Voorschriften en beperkingen opgelegd op grond van bepalingen die overeenkomstig de in artikel 22 ingetrokken verordening blijven - indien en voor zover de bepalingen ingevolge die voorschriften en beperkingen zijn opgelegd, ook zijn vervat in deze verordening – van kracht totdat deze zijn vervallen of ingetrokken.
Indien voor het tijdstip van inwerkingtreding van deze verordening een aanvraag om een vergunning of ontheffing op grond van de verordening bedoeld in artikel 22 is ingediend en voor het tijdstip van inwerkingtreding van deze verordening nog niet op die aanvraag is beslist, wordt daarop de overeenkomstige bepaling van de onderhavige verordening toegepast.
Op een aanhangig beroep of bezwaarschrift, betreffende een vergunning of ontheffing bedoeld in het eerste lid, dan wel voorschrift of beperking bedoeld in het tweede lid dat voor of na het tijdstip bedoeld in artikel 25, is ingekomen binnen de geldende beroepstermijn, wordt beslist met toe-passing van de verordening bedoeld in artikel 22.
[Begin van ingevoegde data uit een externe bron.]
PR #254, opened 2016-04-26
check for lastBuffer for redraw

Newbrict:
this fixes reusing a texture like a tilemap atlas and changing offsets

### DIFF
--- a/shaders.go
+++ b/shaders.go
@@ -23,6 +23,7 @@ type defaultShader struct {
 	projY float32
 
 	lastTexture *gl.Texture
+	lastBuffer  *gl.Buffer
 
 	inPosition   int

In afwijking op het eerste lid, blijft een vergunning of ontheffing van kracht, totdat onherroepelijk is beslist op een aanvraag voor een, krachtens een in deze verordening overeenkomstig opgenomen gebod of verbod vereiste vergunning of ontheffing, indien deze aanvraag ten minste acht weken voor afloop van de in het eerste lid genoemde termijn bij het bevoegde bestuursorgaan is ingediend.